Le secrétaire général des universités du conseil d'administration, Ramón Herrera, a réagi aux plaintes des recteurs, qui sont considérés comme une «suffocation économique» pour le système public la mise en œuvre de nouvelles universités. À leur avis, les universités publiques « recevront cette année le plus grand financement de toute leur histoire avec plus de 1 750 millions », 33% de plus qu'en 2018.

Les universités publiques censurent également le fonctionnement « pauvre » de l'agence pour la science et l'Université d'Andalousie (ACCUA), même dirigée de la démission en mars de sa personne précédente, Antonio José Cubero, qui comprend a provoqué des « situations administratives injustifiables ».

Ainsi, ils regrettent qu'en raison du retard dans l'évaluation de la vérification et de la procédure du ministère, la pré-enregistrement de près de 800 étudiants dans le degré susmentionné de génie biomédical a été autorisé, ce qui a généré une situation sans précédent avec des titres proposés qui baissent lors de la première décision de la phase ordinaire. « Il est toujours paradigmatique que les premiers diplômés et diplômés andalous dans cette discipline, avec une très forte demande, soient pour une université privée sans à peine un voyage en sciences de la santé, tandis que deux universités se voient refuser cette opportunité avec une large carrière d'excellence dans cette affaire », disent-ils de l'AUPA, en référence aux négatifs reçus par l'UJA et l'UGR.

Les universités publiques se souviennent également que déjà dans l'élaboration de la carte de diplôme 2025-2029, des titres tels que le diplôme en activité physique et les sciences sportives proposés par l'Université de Cordoba étaient inadmissibles, alléguant une «faible employabilité spécifique», bien que ce diplôme ait été inclus dans la nouvelle carte pour sa livraison par la CEU Fernando III.

La guerre ouverte entre les universités publiques andalouses et le gouvernement de Juan Manuel Moreno a son expression maximale dans la province de Jaén, où une vague d'indignation entre la société civile a été soulevée.
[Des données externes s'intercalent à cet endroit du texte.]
PR #2626, opened 2023-01-27
Update README.md

Agathe-Brusset:
Add MailerSend as an email and SMS API provider.

Adding MailerSend to the README, the integration is already finished but wasn't added to the main documentation.

### DIFF
--- a/README.md
+++ b/README.md
@@ -132,6 +132,7 @@ Novu provides a single API to manage providers across multiple channels with a s
 - [x] [Mandrill](https://github.com/novuhq/novu/tree/main/providers/mandrill)
 - [x] [SendinBlue](https://github.com/novuhq/novu/tree/main/providers/sendinblue)
 - [x] [EmailJS](https://github.com/novuhq/novu/tree/main/providers/emailjs)
+- [x] [MailerSend](https://github.com/novuhq/novu/tree/main/providers/mailersend)
 - [ ] SparkPost
 
 #### 📞 SMS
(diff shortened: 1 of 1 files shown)


README.md
```diff
@@ -144,6 +145,7 @@ Novu provides a single API to manage providers across multiple channels with a s
 - [x] [Telnyx](https://github.com/novuhq/novu/tree/main/providers/telnyx)
 - [x] [Termii](https://github.com/novuhq/novu/tree/main/providers/termii)
 - [x] [Gupshup](https://github.com/novuhq/novu/tree/main/providers/gupshup)
+- [x] [MailerSend](https://github.com/novuhq/novu/tree/main/providers/mailersend)
```
scopsy, line 148: @Agathe-Brusset I think mailersend only doing email right?

Agathe-Brusset: Hey @scopsy ! No, our API also allows sending SMS to US numbers.

p-fernandez: Unfortunately, the integration done is just for the email functionalities, so we can't add it to the SMS providers. 😞

Agathe-Brusset: Oh okay then, we can drop this line :D

p-fernandez: We will try in the future or with the support of the community to integrate the SMS functionalities, but that might require some work on our side as currently the provider IDs are unique and can't be repeated in integrations for different channels, such this case.

p-fernandez (approved):
🌟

La plate-forme citoyenne pour défendre l'Université de cette province a annoncé l'appel à une grande mobilisation pour «rendre visible le soutien de masse à l'UJA, dénoncer les attaques contre l'éducation publique et exiger des responsabilités politiques pour ce qui s'est passé». « La société crie une grande mobilisation sociale pour indiquer clairement qui est avec l'université publique, avec sa croissance et son avenir, et qui préfère regarder dans l'autre sens tout en favorisant de manière flagrante les universités privées », a déclaré le porte-parole de la plate-forme, Antonio Garrido.